Role of α-synuclein penetration into the membrane in the mechanisms of oligomer pore formation

Parkinsons disease (PD) and dementia with Lewy bodies are common disorders of the aging population and characterized by the progressive accumulation of a-synuclein (a-syn) in the central nervous system. Aggregation of a-syn into oligomers with a ring-like appearance has been proposed to play a role in toxicity. However, the molecular mechanisms and the potential sequence of events involved in the formation of pore-like structures are unclear. We utilized computer modeling and cell-based studies to investigate the process of oligomerization of wild-type and A53T mutant a-syn in membranes. The studies suggest that a-syn penetrates the membrane rapidly, changing its conformation from a-helical towards a coiled structure. This penetration facilitates the incorporation of additional a-syn monomers in the complex, and the subsequent displacement of phospholipids and the formation of oligomers in the membrane.

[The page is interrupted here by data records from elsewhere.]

PR #477, opened 2020-06-22
do not install sphinx doctrees

eli-schwartz:
These files are 100% not needed at install time, and they contain unreproducible info. See https://reproducible-builds.org/ for why this matters.


hmaarrfk:
can you list out the extra files that are installed?

PR #276, opened 2020-03-27
ifconfig: T2057: add get_alias function

thomas-mangin:
add get_alias to the Interface API as it is required to convert vyatta-show-interfaces.pl to python


thomas-mangin:
forced pushed to improve the docstring

PR #283, opened 2020-03-29
ifconfig: T2057: Move code from interface.py to wireguard.py 

thomas-mangin:


thomas-mangin:
This was the initial patch to remove the circular import with the move.

PR #295, opened 2020-04-03
T2205: Don't change offload sg if driver is 'hv_netvsc'

suuei:


c-po (changes requested):
Why is a modechange to 755 required?

suuei:
Sorry, the permissions have been changed due to an operational error.
Is this the right way to fix it?

jjakob:
I think the right way would be to not fail on setting these and silently continue, like https://github.com/vyos/vyos-1x/pull/272 . Not just scatter-gather but all properties set in this file. In addition I'd add a check in config mode, when a setting wants to be set on a interface that doesn't support it, print a warning to the console. (Exit status of ethtool --get-... will probably be 76, as in code from above PR, the validate function should check all of these and print warnings).

You can modify the PR by doing a rebase (`git rebase -i HEAD~`), picking the commit you want to edit, chmod the file back to the old mode,  make any changes you want to the commit, then `git commit --amend -a`, `git rebase --continue` and `git push --force`.

c-po:
Please also check our development guidelines at https://docs.vyos.io/en/latest/contributing/development.html#submit-a-patch as there is no task id assigned to the commit.

suuei:
Thank you for your advice.

I tried to check an interface that supports offload sg using `ethtool -k eth0` .
However, regardless of whether the interface supports changing offload sg settings, the result contained the following lines:
```
scatter-gather: on
	tx-scatter-gather: on
	tx-scatter-gather-fraglist: off [fixed]
```
Do you have any good ideas?

jjakob:
Discussion continued at T2205

thomas-mangin:
Yes, the behaviour was changed/reverted with
https://github.com/vyos/vyos-1x/commit/dcbd5f430907747f8c29111fbe9f5737865a7ae8

However explicit messages for known drivers are good for the users.

PR #298, opened 2020-04-04
openvpn: T2222: set 'multihome' option when local-host is unset

jjakob:
If configured with protocol udp and no local-host, openvpn needs
the 'multihome' option to correctly work on all addresses.


c-po:
Damn! You have picked task 2222 😸 👍

PR #299, opened 2020-04-04
ifconfig: T2205: silence ethtool harmless failures

thomas-mangin:
Not all interfaces are capable of all features. Since commands are
now checked for valid completion, ethtool command failure must
be ignored.


c-po:
Damn! I like that possible feature flag 👍

PR #300, opened 2020-04-04
show_openvpn: T2184: skip unactive interface

thomas-mangin:
Should the openvpn status file not be present, present a blank
interface.


thomas-mangin:
This task was assigned to me so I am providing this patch, however I have never used OpenVPN in my life, so it is not tested as indicated on the phabricator entry.

PR #322, opened 2020-04-10
logging: T2245: Added basic common logging module

zdc:
This allows to quickly add everything that needs for logging into any Python script with one line:
```
from vyos.logger import logger
logger.level("Message")
```
The `level` should be one from: `exception`, `critical`, `error`, `warning`, `info`, `debug`.

Also, some basic configurations available:

- logs can be configured to be displayed in stderr (or any other stream) or saved to file;
- the logging level can be changed globally or for a single handler.

### DIFF
--- a/python/vyos/logger.py
+++ b/python/vyos/logger.py
@@ -1,0 +1,63 @@
+# Copyright 2020 VyOS maintainers and contributors <maintainers@vyos.io>
+#
+# This library is free software; you can redistribute it and/or
+# modify it under the terms of the GNU Lesser General Public
+# License as published by the Free Software Foundation; either
+# version 2.1 of the License, or (at your option) any later version.
+#
+# This library is distributed in the hope that it will be useful,
+# but WITHOUT ANY WARRANTY; without even the implied warranty of
+# MERCHANTABILITY or FITNESS FOR A PARTICULAR PURPOSE.  See the GNU
+# Lesser General Public License for more details.
+#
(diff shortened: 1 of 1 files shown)


python/vyos/logger.py
```diff
@@ -0,0 +1,63 @@
...
+# This library is distributed in the hope that it will be useful,
+# but WITHOUT ANY WARRANTY; without even the implied warranty of
+# MERCHANTABILITY or FITNESS FOR A PARTICULAR PURPOSE.  See the GNU
+# Lesser General Public License for more details.
+#
+# You should have received a copy of the GNU Lesser General Public License
+# along with this library.  If not, see <http://www.gnu.org/licenses/>.
+
+# import logging and related modules
+import logging
```
c-po, line 17: Why import the complete class and one line lter only specific components?

c-po (changes requested):

thomas-mangin:
Hi @zdc, I do not understand why we need  class for this. could you please share use case ?

python/vyos/logger.py
zdc: Not all standard logging handlers are inside the `logging` module, it includes only `NullHandler`, `StreamHandler` and `FileHandler`. `SysLogHandler` and `RotatingFileHandler` need to be imported from the `logging.handlers` module additionally.

thomas-mangin:
@zdc I have like the feeling that this PR can be closed 😉

PR #326, opened 2020-04-10
dhcp: T2265: refactor DHCP class

thomas-mangin:
Breaks the code down to make it easier to understand, simplify API


python/vyos/ifconfig/dhcp.py
```diff
@@ -16,103 +16,55 @@
...
-        """
-        return self._dhcp[6]['options']
-
-    def set_dhcpv6_options(self, options):
-        """
-        Store new DHCP options used by next run of DHCP client.
-        """
-        self._dhcp[6]['options'] = options
+class _DHCPv4 (_DHCP):
+    template = """\
```
c-po: Please migrate the template to data/templates folder

c-po (changes requested):
Please migrate the templates to data/templates folder

python/vyos/ifconfig/dhcp.py
thomas-mangin: Hi Christian, I agree it should be done but could you please merge as the current code does not load them from there neither so it is not a step backward.

c-po: Can‘t as there are conflicting files.

thomas-mangin: argh ! ok - will re,re,...base :-) and add the template at the same time.

thomas-mangin:
migration to templated added to the patchset.

PR #332, opened 2020-04-11
template: T2230: use render to generate templates

thomas-mangin:
convert all call to jinja to use template.render


c-po:
This branch has conflicts that must be resolved

PR #334, opened 2020-04-12
ifconfig: T31: add skeleton VTI and input classes

thomas-mangin:
also, it adds a function to Section which provides a list of reserved names
useful to figure out the reserved name of interfaces which can not be used.


c-po (commented):
Why is vti prefixed with pppoe?

thomas-mangin:
I do not know which others of more are required and it allows to enumerate all the sections of the interface.. set interface <section>

thomas-mangin:
Let me check vti.

PR #336, opened 2020-04-12
Update Ethernet hw-id to be clear

tjharman:
hw-id currently has the same help text as the "mac" command.  Update the text to make it clear how the hw-id mac address is different

### DIFF
--- a/interface-definitions/interfaces-ethernet.xml.in
+++ b/interface-definitions/interfaces-ethernet.xml.in
@@ -58,10 +58,10 @@
           </leafNode>
           <leafNode name="hw-id">
             <properties>
-              <help>Media Access Control (MAC) address</help>
+              <help>Map to Media Access Control (MAC) address</help>
               <valueHelp>
                 <format>h:h:h:h:h:h</format>
-                <description>Hardware (MAC) address</description>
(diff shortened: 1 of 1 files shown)


c-po:
Hi @tjharman, thanks for the contribution.

The `hw-id` is actual a parameter you can not set and will be ignored if done so. There are some plans for removing this in the future if I recap this right. Currently it only holds the physical MAC address burned into the card.

To change the intrface MAC address use the `mac` node instead.

In addition there is a guideline on submitting and merging patches, please see https://docs.vyos.io/en/latest/contributing/development.html#submit-a-patch.

The help text could indeed be updated to what it really is - will do so.

Thanks,
Christian

tjharman:
Thanks c-po, appreciate the kind feedback.
My only comment is that when I set hw-id recently, I ended up with a system that couldn't find eth0 (the device I'd applied hw-id to), it was in a down/down state, and I ended up with an extra "eth2" interface (usually I'd have eth0 and eth1)

A number of reboots didn't fix it, it wasn't until I realised I wanted "mac" and not "hw-id" and swapped it, then on reboot everything came up as expected.

Anyway, that's a seperate issue, I'll investigate and log something on Phabricator.

PR #337, opened 2020-04-12
cmd: T2226: add the a full log of all commands

thomas-mangin:
when /tmp/vyos.developer.debug is enabled, send all command run (from boot onwards) to /tmp/full-log allowing to diagnose boot level issues.

### DIFF
--- a/python/vyos/util.py
+++ b/python/vyos/util.py
@@ -35,7 +35,10 @@ def debug(flag):
     # this is to force all new flags to be registered here to be documented:
     if flag not in ['developer', 'ifconfig']:
         return ''
-    return flag if os.path.isfile(f'/tmp/vyos.{flag}.debug') else ''
+    for folder in ('/tmp', '/config'):
+        if os.path.isfile(f'{folder}/vyos.{flag}.debug'):
+            return flag
+    return ''
 
 
 def debug_msg(message, flag=''):
@@ -45,6 +48,20 @@ def debug_msg(message, flag=''):
 
     if debug(flag):
         print(f'DEBUG/{flag:<6} {message}')
+
+    if not debug('developer'):
+        return
+
+    logfile = '/tmp/full-log'
+    existed = os.path.exists(logfile)
+
+    with open(logfile, 'a') as f:
+        f.write(f'DEBUG/{flag:<6} {message}\n')
+        if not existed:
+            # at boot the file is created as root:vyattacfg
+            # at runtime the file is created as user:vyattacfg
+            # do not use run/cmd to not have a recursive call to this code
+            os.system(f'chmod g+w {logfile}')
 
 
 # There is many (too many) ways to run command with python


c-po:
How to enable this for system bootup as I can not touch this file during boot?

thomas-mangin:
@cpo you are fast .. Yes, the patch was wrong and is fixed.

python/vyos/util.py
```diff
@@ -46,6 +49,20 @@ def debug_msg(message, flag=''):
...
+    logfile = '/tmp/full-log'
+    existed = os.path.exists(logfile)
+
+    with open(logfile, 'a') as f:
+        f.write(f'DEBUG/{flag:<6} {message}\n')
+        if not existed:
+            # at boot the file is created as root:vyattacfg
+            # at runtime the file is created as user:vyattacfg
+            # do not use run/cmd to not have a recursive call to this code
+            os.system(f'sudo chmod g+w {logfile}')
```
c-po: Why you use always sudo? It's not required

c-po (changes requested):

python/vyos/util.py
```diff
@@ -35,7 +35,10 @@ def debug(flag):
     # this is to force all new flags to be registered here to be documented:
     if flag not in ['developer', 'ifconfig']:
         return ''
-    return flag if os.path.isfile(f'/tmp/vyos.{flag}.debug') else ''
+    for folder in ('/tmp', '/config'):
```
c-po, line 38: Is there any documentation in readthedocs or the source about the new location?

c-po (changes requested):

python/vyos/util.py
thomas-mangin: How can there be documentation for a feature which does not exist yet? 😛 

Also, the only reason I know about this feature is as I read the code and "stubbled" upon it.

I was not aware it was supposed to be documented as searching for it does not return anything:

```
https://docs.vyos.io/en/latest/search.html?q=vyos.debug.ifconfig
<no result>
```

on the latest master of vyos-documentation:
```
# grep "vyos.ifconfig.debug" . -r
#
```

Is it supposed to be documented ?

python/vyos/util.py
thomas-mangin: ok will remove.

python/vyos/util.py
c-po: The old approach with the /tmp file was documented in the source, so should be the new one. As it is now persistend it should also be mentioned here: https://docs.vyos.io/en/latest/contributing/development.html#debugging but his can happen after this is merged.

thomas-mangin: Happy to update the documentation, but as I failed to notice it was public, should I also add a "command" debugging as we are at it.

c-po: Everything which is not yet documented should be added into the debugging section for all

PR #485, opened 2025-02-09
Ensure non-negative tracer values and conservation by virtual flux correction

matsbn:
Tracers are enforced to be non-negative and and any tracer quantity added to ensure non-negative values are compensation for by a global virtual flux correction.

The simulation n1850.ne30_tn14.hybrid_wavparam_vfcor_fatessp.20250204 was started as a hybrid simulation from year 29 of https://github.com/NorESMhub/noresm3_dev_simulations/issues/68 to test the impact of this PR. Diagnostics can be found here: https://ns2345k.web.sigma2.no/datalake/diagnostics/noresm/matsbn/n1850.ne30_tn14.hybrid_wavparam_vfcor_fatessp.20250204/

Some erratic biogeochemistry global flux time-series (net downward CO2 flux) and global averages (DIC and alkalinity) seems to be mitigated in the new simulation. It should be noted that recent changes to iHAMOCC included in the code base used for 1850.ne30_tn14.hybrid_wavparam_vfcor_fatessp.20250204 could also contribute to this improvement. Then there are difference to the evolution of global averages of oxygen, phosphate and nitrate that would be useful with comments on.

Global average salinity has a stronger increase in  n1850.ne30_tn14.hybrid_wavparam_vfcor_fatessp.20250204 compared to https://github.com/NorESMhub/noresm3_dev_simulations/issues/68. Apparently and unintentionally, CICE started from the initial condition set in user_nl_cice, and not the year 29 restart of https://github.com/NorESMhub/noresm3_dev_simulations/issues/68. The resulting sea-ice volume build-up might explain the salinity evolution. A new simulation is underway to make sure CICE starts from the year 29 restart of https://github.com/NorESMhub/noresm3_dev_simulations/issues/68.

### DIFF
--- a/ben02/mod_thermf_ben02.F90
+++ b/ben02/mod_thermf_ben02.F90
@@ -1,5 +1,5 @@
 ! ------------------------------------------------------------------------------
-! Copyright (C) 2002-2024 Mats Bentsen, Mehmet Ilicak
+! Copyright (C) 2002-2025 Mats Bentsen, Mehmet Ilicak
 !
 ! This file is part of BLOM.
 !
@@ -36,7 +36,7 @@ module mod_thermf_ben02
                            swa, nsf, hmltfz, lip, sop, eva, rnf, rfi, &
                            fmltfz, sfl, ustarw, surflx, surrlx, &
                            sswflx, salflx, brnflx, salrlx, ustar, &
-                           t_rs_nonloc, s_rs_nonloc
+                           salt_corr, trc_corr, t_rs_nonloc, s_rs_nonloc
   use mod_swabs,     only: swbgal, swbgfc
   use mod_ben02,     only: tsi_tda, tml_tda, sml_tda, alb_tda, fice_tda, &
                            tsi, ntda, dfl, albw, alb, &
@@ -46,13 +46,12 @@ module mod_thermf_ben02
                            fuss, fice_max, tice_m, tsnw_m, hice_nhmn, &
                            hice_shmn, sagets, sice, cwi, cuc
   use mod_seaice,    only: ficem, hicem, hsnwm, ustari, iagem
-  use mod_utility,   only: util1, util2, util3, util4
+  use mod_utility,   only: util1, util2, util3
   use mod_checksum,  only: csdiag, chksummsk
   use mod_intp1d,    only: intp1d
   use mod_tracers,   only: ntr, itrtke, itrgls, trc, trflx
   use mod_diffusion, only: difdia
   use mod_tke,       only: gls_cmu0, Zos, gls_p, gls_m, gls_n, vonKar
-  use mod_tracers,   only: ntr, trc, trflx
   use mod_ifdefs,    only: use_TRC, use_TKE, use_GLS
 
   implicit none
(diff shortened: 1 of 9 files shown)


TomasTorsvik:
@matsbn - Thanks, the changes in oxygen, phosphate and nitrate are likely due to PR #464. I tested the impact of this change, in
https://github.com/NorESMhub/noresm3_dev_simulations/issues/77
https://github.com/NorESMhub/noresm3_dev_simulations/issues/74
See in particular
https://ns2345k.web.sigma2.no/datalake/diagnostics/noresm/tomast/n1850.ne30pg3_tn14.2_5_alpha08d.BLOMv1.7.0.hybrid_wavparam_fatessp.20250124/HAMOCC_DIAG/ts1to28-n1850.ne30_tn14.hybrid_fatessp.20241204/set1/set1_ann_avg_2models.png

TomasTorsvik (approved):

JorgSchwinger (commented):
A general question about the time-stepping: Now the salt and tracer correction is calculated but applied one time-step later, correct? This is why it has to be saved in the restart files. When in this sequence is HAMOCC called? Is this _after_ the correction has been applied? HAMOCC cannot be called with negative tracer values. In fact we have the routine `trc_limitc`, which is called before HAMOCC and makes sure no negative values occur. Assuming that the virtual fluxes are the only potential source of negative values, this routine should then be removed?

matsbn:
> A general question about the time-stepping: Now the salt and tracer correction is calculated but applied one time-step later, correct? This is why it has to be saved in the restart files. When in this sequence is HAMOCC called? Is this _after_ the correction has been applied? HAMOCC cannot be called with negative tracer values. In fact we have the routine `trc_limitc`, which is called before HAMOCC and makes sure no negative values occur. Assuming that the virtual fluxes are the only potential source of negative values, this routine should then be removed?

Yes, the tracer added to ensure non-negative values is compensated as a correction of the virtual tracer flux applied the next time-level. Ensuring non-negative tracer values (of the 'k+nn' time-level) happens in routine 'mxlayr' when isopycnic coordinate is used and in routine 'ale_vdifft' otherwise. These routines are called before routine 'updtrc' is called, so there should be no negative tracer values entering HAMOCC (assuming 'k+nn' time-level is used). So I think the limiting in 'trc_limitc' can now be skipped.

JorgSchwinger:
Regarding the `trc_limitc` routine, I would suggest merging this now and then removing the routine later (we can first issue an error if negative tracer values are encountered to make sure everything works as expected). I can do this in a subsequent PR.

JorgSchwinger (approved):

matsbn:
> Regarding the `trc_limitc` routine, I would suggest merging this now and then removing the routine later (we can first issue an error if negative tracer values are encountered to make sure everything works as expected). I can do this in a subsequent PR.

Sounds like a good plan. A simulation https://github.com/NorESMhub/noresm3_dev_simulations/issues/86 with correct CICE restart file for a hybrid run of https://github.com/NorESMhub/noresm3_dev_simulations/issues/68 has soon completed 7+7 years. After the first 7 years, the salinity evolution is very close to the reference case: https://ns2345k.web.sigma2.no/datalake/diagnostics/noresm/matsbn/n1850.ne30_tn14.hybrid_wavparam_vfcor_fatessp.20250205/BLOM_DIAG/yrs29to35-n1850.ne30_tn14.hybrid_wavparam_fatessp.20241226/set1/set1_ann_salnga_2models.png. 

Let me verify that the last 7 years also look reasonable, then I'll merge.

matsbn:
The simulation n1850.ne30_tn14.hybrid_wavparam_vfcor_fatessp.20250205 (https://github.com/NorESMhub/noresm3_dev_simulations/issues/86) completed 13 years (crash in final year that seems unrelated to the code changes).

Diagnostics can be found here: https://ns2345k.web.sigma2.no/datalake/diagnostics/noresm/matsbn/n1850.ne30_tn14.hybrid_wavparam_vfcor_fatessp.20250205/

Time series of global average salinity and iHAMOCC fields are shown below. Salinity evolution seems fine and also iHAMOCC  averaged variables with the additional iHAMOCC changes taken into account.

image
image

PR #486, opened 2025-02-10
Provide new N-deposition files and used remapping sh-script

### LINKED ISSUE #397: Preparing N-deposition input files for CMIP6 scenarios and historical runs

jmaerz:
Hi @JorgSchwinger and @TomasTorsvik.
with this PR new-generated N-deposition files, holding `nhx`, `noy` and `ndep=nhx+noy`. The latter currently re-gridded AFTER summing up, which might be of an issue, when moving forward, and only using `nhx` and `noy` in the code - so bfb cannot be expected - while this is also the case to former ndep-files, since different scripts and thus slightly different weights are used than before. They are introduced for `tnx2`, `tnx1` and `tnx0.5` (currently trying also for `tnx0.25`, while this seems to create a hickup on betzy (likely memory issues).   

I anticipate to develop the code further towards just making use of the `nhx` and `noy` (abondon `ndep` as used variable at some point for the input files). 

I am not sure, if the download script for the raw data should also be stored in addition to the re-gridding script. 

Closes #397


jmaerz:
Where to best store the used raw data? I would suggest to put raw data into:
`/cluster/shared/noresm/inputdata/ocn/data` there maybe having a folder `observations` for evaluation purposes and `input` (or `bnd`) for boundary conditions such as the N-deposition, etc.

TomasTorsvik:
> Where to best store the used raw data? I would suggest to put raw data into: `/cluster/shared/noresm/inputdata/ocn/data` there maybe having a folder `observations` for evaluation purposes and `input` (or `bnd`) for boundary conditions such as the N-deposition, etc.

Maybe it would be good to involve Lise (MET) and Tyge (NORCE), as they are responsible for data management in INES2 (WP8)? At least, when it comes to putting things under `/cluster/shared/noresm` it would be good to have some common structure for all model components.

jmaerz:
Hi @TomasTorsvik , I am a bit uncertain, how to best handle the storage of input/observational data - seems in general like a long lasting issue, how to best organize those things... - i.e. https://github.com/NorESMhub/NorESM/issues/27 (here for input files). How does the diagnostics package and ESMval-Tool handle this/where are observations stored? Another rabbit hole - I guess, for now, I keep it under my own project folder, where I processed the files.

TomasTorsvik:
For ESMValTool we store data on Nird only, under
`/nird/datalake/NS9560K/ESGF/obsdata/`

It is true that this is a long lasting issue. In general I would think that data that is needed as part of NorESM runs should go into `/cluster/shared/noresm/`, since this storage area is accessible from work nodes, and all other data should go somewhere in nird.

JorgSchwinger:
Regarding the "raw" data: I guess 99.99% of the data we use come with a DOI from some kind of trustworthy repository. So adding the DOI(s) of the raw-data as a global attribute to the netCDF-file should do the job in my opinion.

jmaerz:
I'll add the download script, where all those information are provided.

utils/iHAMOCC/prepare_Ndeposition/prepare_N-deposition_input.sh
```diff
@@ -0,0 +1,292 @@
...
+    #   c = 2250963.597
+    # - considering leap years (probably would be the most correct one)
+    #   s -> yr: 365.25 * 86400
+    #   kg -> kmol: 1/14.01
+    #   c: 2252505.3533190577
+    # - considering leap years, but take mol-weight of 14:
+    #   s -> yr: 365.25 * 86400
+    #   kg -> kmol: 1/14.
+    #   c: 2254114.285714286
+    # - not considering leap years and take mol-weight of 14:
```
JorgSchwinger, line 168: Would be worth noting that not considering leap years is correct, since the input4MIPs files are on a 365-day calendar. And maybe just remove the other options, since this is confusing?

jmaerz: Done. Keeping the explanations - I feel it's good to know, what could be considered - and the choice is clear.

JorgSchwinger (approved):
Looks very nice! My only general comment is that many of the resulting global attributes in the NorESM input files don't make much sense (e.g. the "contact" and "grid" attributes). If there is an easy way to remove such attributes, that might be a good idea?

TomasTorsvik (approved):

jmaerz:
Raw data is a general issue - also for observations that are just useful for evaluations. Maybe worth putting that in an extra issue and thus on the agenda.

Wrt attributes: while I see that one should indeed add some further (e.g. sometimes just the first files attributes are taken over), I wish, such attributes would be present in the other input files that we provide to iHAMOCC... I am not sure, if it makes sense to clean this up, because those are the information that allow better to trace down original input files, if at some point information for that purpose is missing... Other than that, `ncatted -O -a your_global_attribute_name,global,d,, file.nc` should be your friend (untested - use with caution).

I am currently hesitant to re-run all the stuff (a lot of hick-ups, cleaning, re-running involved these days on betzy...). Not sure, if the routine will work for `tnx0.25` and higher resolution, where likely a different approach needs to be taken.

jmaerz:
I opened an issue wrt to the data - since it is a recurring issue. 

@matsbn : with this PR, N-deposition is now available for `tnx0.5` (river & dust/fe still missing - Jörg will provide the riverine input, dust/fe tba)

This process occurred more rapidly, and with a more favorable energy of interaction, for mutant A53T compared with wild-type a-syn. After 4 ns of simulation of the proteinmembrane model, a-syn had penetrated through two-thirds of the membrane. By 9 ns, the penetration of the annular a-syn oligomers can result in the formation of pore-like structures that fully perforate the lipid bilayer. Experimental incubation of recombinant a-syn in synthetic membranes resulted in the formation of similar pore-like complexes. Moreover, mutant (A53T) a-syn had a greater tendency to accumulate in neuronal membrane fractions in cell cultures, resulting in greater neuronal permeability, as demonstrated with the calcein efflux assay. These studies provide a sequential molecular explanation for the process of a-syn oligomerization in the membrane, and support the role of formation of pore-like structures in the pathogenesis of the neurodegenerative process in PD.